認知症と人権とは

認知症と人権とは、認知症の人を「判断できない人」「保護されるだけの人」と見なすのではなく、尊厳、自己決定、社会参加、地域生活を支えるべき権利の主体として捉える考え方です。認知症は医療や介護の課題であると同時に、本人の意思、財産、住まい、移動、就労、家族関係、地域での暮らしに関わる人権課題でもあります。

1.認知症と人権の意味

認知症になると、記憶、判断、見通しを立てる力、言葉で説明する力などに変化が生じることがあります。そのため、医療、介護、金融、交通、買い物、住まいの契約など、日常生活のさまざまな場面で支援が必要になる場合があります。

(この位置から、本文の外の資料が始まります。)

PR #2773, opened 2026-04-17
Fix: wait for element to be stable fails on infinite animations (#2711)

### LINKED ISSUE #2711: Click on Moving links is not waiting for the link to stop moving
Description

On HTML page with a link that is constantly moving, the click function doesn't wait for the link to stop moving

Steps to reproduce
openBrowser()
goto(html)
click("Moving Link")

expected:
to wait 10 seconds as indicated here:https://github.com/getgauge/taiko/blob/master/lib/actions/pageActionChecks.js#L71-L107

Actual:
clicks right away after a second or so

reproduced every time, on lots of speeds 0.1s, 1s and for 500 px 

The html:
```
<!DOCTYPE html>
<html>
<head>
  <title>Moving Link Example</title>
  <style>
    /* Define the animation */
    @keyframes moveLink {
      0% { transform: translateX(0); }
      100% { transform: translateX(200px); }
    }

    /* Apply the animation to the link */
    a {
      display: inline-block;
      animation: moveLink 2s linear infinite; /* The link will move every 2 seconds */
    }
  </style>
</head>
<body>
  <a href="#">Moving Link</a>
</body>
</html>
```

seems very similar to this - https://github.com/getgauge/taiko/issues/2550

NajoroRabiaza:
Fixes #2711

This PR fixes an issue where actions like click() on elements with infinite CSS animations would not correctly wait for the 10-second timeout and would fail prematurely or proceed unpredictably.

Root Cause
The root cause was a combination of logic flaws in how element stability was checked and how timeouts were communicated back through the Chrome DevTools Protocol (CDP):

isInSamePosition was returning an integer instead of a boolean, confusing the stability logic.

A missing return statement after the initial requestAnimationFrame caused the comparison to happen immediately against the same object.

The 10-second timeout rejected with a primitive false instead of an Error object. In CDP, rejecting with a primitive value swallows the error (resulting in undefined), meaning the Node process never saw the timeout exception.

checkStable was not checking for res.exceptionDetails to propagate the error properly.

Changes Made
Updated isInSamePosition to return a strict boolean (topDiff + leftDiff + bottomDiff + rightDiff === 0).

Added the missing return; statement in waitForElementToBeStable after the first requestAnimationFrame call.

Modified the 10-second timeout to reject with a proper new Error("Element is not stable: still moving after 10000ms").

Added an exceptionDetails check inside checkStable to correctly intercept the timeout error from the browser context and throw it as a standard JavaScript Error in Node.js.

### DIFF
--- a/packages/taiko/lib/actions/pageActionChecks.js
+++ b/packages/taiko/lib/actions/pageActionChecks.js
@@ -79,7 +79,10 @@ const checkStable = async (elem) => {
   function waitForElementToBeStable() {
     let elem = this;
     return new Promise((resolve, reject) => {
-      setTimeout(() => reject(false), 10000);
+      setTimeout(
+        () => reject(new Error("Element is not stable: still moving after 10000ms")),
+        10000,
+      );
       let previousRect;
       let currentRect;
       function isInSamePosition(previousRect, currentRect) {
@@ -87,7 +90,7 @@ const checkStable = async (elem) => {
         const leftDiff = Math.abs(previousRect.left - currentRect.left);
         const bottomDiff = Math.abs(previousRect.bottom - currentRect.bottom);
         const rightDiff = Math.abs(previousRect.right - currentRect.right);
-        return topDiff + leftDiff + bottomDiff + rightDiff;
+        return topDiff + leftDiff + bottomDiff + rightDiff === 0;
       }
       (function step() {
         if (elem.nodeType === Node.TEXT_NODE) {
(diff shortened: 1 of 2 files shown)


packages/taiko/lib/actions/pageActionChecks.js
```diff
@@ -79,15 +79,18 @@ const checkStable = async (elem) => {
   function waitForElementToBeStable() {
     let elem = this;
     return new Promise((resolve, reject) => {
-      setTimeout(() => reject(false), 10000);
+      setTimeout(
```
NivedhaSenthil, line 82: Can you please add an unit test covering this case ?

NivedhaSenthil (changes requested):

packages/taiko/lib/actions/pageActionChecks.js
NajoroRabiaza: Yes, I have add two unit tests, so one for when the element is stable and one for the infinite animation case

NivedhaSenthil (approved):

NivedhaSenthil:
can you please fix the formatting issues ?

NajoroRabiaza:
Sure, it's done and I've already fixed the formatting

PR #2775, opened 2026-04-25
debug: capture taiko:intercept logs on Windows to diagnose navigation hang

zabil:
## Problem

The Windows CI job `FTs - NodeJS 22 & windows-latest` is consistently failing at `intercept.spec:38`:

```
Failed Step: Navigate to "https://localhost/employees/2/address"
Error Message: Navigation took more than 60000ms. Please increase the navigationTimeout.
```

Both retry attempts fail, so this is not random flakiness. The root cause is unknown — we don't know whether:

- **Scenario A**: `Fetch.requestPaused` fires but `fulfillRequest` fails silently (request stays paused → navigation hangs)
- **Scenario B**: `Fetch.requestPaused` never fires at all (Chrome bypasses the intercept for HTTPS on Windows)

### `packages/taiko/lib/logger.js`
Adds a `taiko:intercept` debug namespace (uses the existing `debug` package — zero overhead when `DEBUG` is unset).

### `packages/taiko/lib/handlers/fetchHandler.js`
Adds `logIntercept` calls at every key point in the intercept lifecycle:
- When an interceptor is registered (`addInterceptor`)
- When `requestPaused` fires (with the request URL)
- When no matching interceptor is found
- When a matching interceptor is found (with type)
- When `fulfillRequest`/`continueRequest` is called (with response details)
- When those CDP calls fail

### `.github/workflows/taiko.yml`
- Enables `DEBUG=taiko:intercept` on the Windows functional-test step so the logs appear inline in the CI job output on failure
- **Removes** the `nick-fields/retry` workaround from both unit-tests and functional-tests on Windows — retries were hiding the failure signal

## How to read the output

After this PR, the failing CI run will show one of:

**Scenario A** (requestPaused fires, fulfillRequest fails):
```
taiko:intercept requestPaused url=https://localhost/employees/2/address
taiko:intercept matched interceptor url=... action=object
taiko:intercept calling fulfillRequest (object) for url=...
taiko:intercept fulfillRequest/continueRequest failed for url=...
```

**Scenario B** (requestPaused never fires):
```
taiko:intercept requestPaused url=https://localhost/employees/1/address   ← appears
taiko:intercept requestPaused url=https://localhost/employees/1/address   ← appears (second nav)
                                                                          ← nothing for /2/address
```

This PR is diagnostic only — no behaviour change.

### DIFF
--- a/.github/workflows/taiko.yml
+++ b/.github/workflows/taiko.yml
@@ -48,13 +48,9 @@ jobs:
         if: matrix.os != 'windows-latest'
         run: npm run test:unit:silent
 
-      - name: Run unit tests (windows, with retry)
+      - name: Run unit tests (windows)
         if: matrix.os == 'windows-latest'
-        uses: nick-fields/retry@v3
-        with:
-          timeout_minutes: 10
-          max_attempts: 2
-          command: npm run test:unit:silent
+        run: npm run test:unit:silent
 
   functional-tests:
     needs: unit-tests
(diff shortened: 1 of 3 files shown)


zabil:
Fixed via #2776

しかし、支援が必要であることは、本人の意思がないことを意味しません。認知症の人にも、どこで暮らしたいか、誰と会いたいか、どのような介護や医療を受けたいか、自分のお金をどう使いたいかについて、本人なりの希望や考えがあります。人権の問題として見る場合、まず確認すべきなのは、本人の意思をどのようにくみ取るかという点です。

認知症と人権をめぐっては、偏見や決めつけも大きな問題になります。「認知症だから分からない」「危ないから外に出さない」「家族が決めた方が早い」といった対応は、本人の安全を理由としていても、生活の自由や社会参加を狭めることがあります。本人の状態に応じて支援方法を工夫し、できる限り本人が選択に関わる形を整えることが基本になります。

2.制度・法律との関係

認知症と人権に関わる中心的な法律の一つが、「共生社会の実現を推進するための認知症基本法」です。同法は、認知症の人が尊厳を保持しつつ希望を持って暮らすことができるよう、認知症施策を総合的に進めることを目的としています。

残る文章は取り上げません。